In 1772, King Louis XV commissioned an outlandish diamond necklace from Parisian jewellers Boehmer and Bassenge as a gift to his mistress. It was reportedly made out of 647 individual diamonds for a combined weight of 2,800 carats.
But before the necklace could be completed, the King passed away. Left with a necklace with no buyer, the jewellers approached King Louis XVI years later, hoping his wife, Marie Antoinette, would take a liking to it. Unfortunately, she did not, preferring instead to spend the money on battleships.
Enter Jeanne La Motte, a con artist and illegitimate descendant of King Henri II of France who had been slowly climbing up the royal ranks. She made the acquaintance of the Cardinal de Rohan, a member of one of France’s most distinguished royal families. The Cardinal aspired to be a minister in the royal court, but had fallen out of favour with Marie Antoinette.

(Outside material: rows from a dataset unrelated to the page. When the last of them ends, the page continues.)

PR #1627, opened 2026-07-25
fix(tasks-for-obsidian): auto-answer TestFlight export compliance (#1622)

shepherdjerred:
fix(tasks-for-obsidian): auto-answer TestFlight export compliance (#1622)

Every TestFlight build sat at 'Missing Compliance', which blocks the
TestFlight Internal Testing post-action from distributing to the tester
group until the export-encryption question is answered by hand in App
Store Connect. Build #62 only reached 'Ready to Test' after answering it
manually.

Declare ITSAppUsesNonExemptEncryption=false in Info.plist: the app uses
only standard, exempt encryption (HTTPS/TLS), which qualifies for the
export-compliance exemption. This is Apple's documented way to bypass the
App Store Connect prompt, so every future build auto-clears compliance and
distributes to internal testers with no manual step.

Co-authored-by: CI Bot <ci@sjer.red>
Co-authored-by: Claude Opus 4.8 (1M context) <noreply@anthropic.com>

fix(streambot): raise integration-test timeouts to de-flake ffmpeg smoke

The subtitle integration suite builds six clips with sequential real-ffmpeg
encodes in one beforeAll. bun's default 5s hook timeout is fine idle (~2s)
but blows under CI CPU contention — bun then SIGTERMs the in-flight ffmpeg
(exit 143) and the smoke step fails, withholding argocd-sync behind it. Give
the beforeAll an explicit 120s timeout and run test:integration with
--timeout 120000 so the ffmpeg-heavy per-test cases get the same headroom.
120s vs ~2s real runtime only ever matters under heavy contention.

Verified locally: beforeAll completes all encodes with no hook timeout, 8
tests pass (the 5 failures are local homebrew ffmpeg missing libass's
subtitles filter — the suite targets the streambot image).

### DIFF
--- a/packages/docs/logs/2026-07-25_streambot-integration-test-timeout.md
+++ b/packages/docs/logs/2026-07-25_streambot-integration-test-timeout.md
@@ -1,0 +1,68 @@
+---
+id: 2026-07-25-streambot-integration-test-timeout
+type: log
+status: in-progress
+board: false
+---
+
+# streambot subtitle integration test — flaky under CI load (5s hook timeout)
+
+## Goal
+
+Main build #6076's `:docker: images — build, smoke, push` step failed on the
+streambot smoke suite. Make the flaky test robust.
+
+## Diagnosis
+
+`packages/streambot/integration/subtitles.integration.test.ts` builds six test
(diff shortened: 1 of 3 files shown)


shepherdjerred:

- #1627 ◀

Through a series of forged letters, La Motte ends up tricking the Cardinal into thinking that Marie Antoinette was interested in the necklace. Determined to gain the queen’s favour, Rohan meets with the jewellers and agrees to pay for the necklace in instalments. He gives the necklace to La Motte to pass on to the Queen. Of course, this was all part of La Motte’s scam, and she takes the necklace to her husband, who takes apart the necklace and sells off the individual stones. The jewellers were never paid.
The Cardinal was arrested and a sensational trial followed. He was eventually declared innocent and La Motte was arrested and judged.
Although historians believe Marie Antoinette was blameless, the public believed that the Queen had been involved in the scam to cheat the jewellers and the Cardinal, whom she detested. The Queen’s popularity suffered a huge decline, and her reputation never recovered.
The necklace was said to have sparked the French Revolution and a few years later, Marie Antoinette faced the guillotine on accounts of treason, nine months after the King was executed. Her death signified the end of the French monarchy.
The necklace in Lupin is indeed based loosely on this diamond necklace, with several similarities including the fact that both had been broken up and their gems scattered all over the world.
But the real diamond necklace was never recovered, nor had it ever been in the hands of a wealthy family, nor ever displayed at the Louvre.
What happens to the necklace in Lupin in the end? Well, you'll just have to stream the series to find out.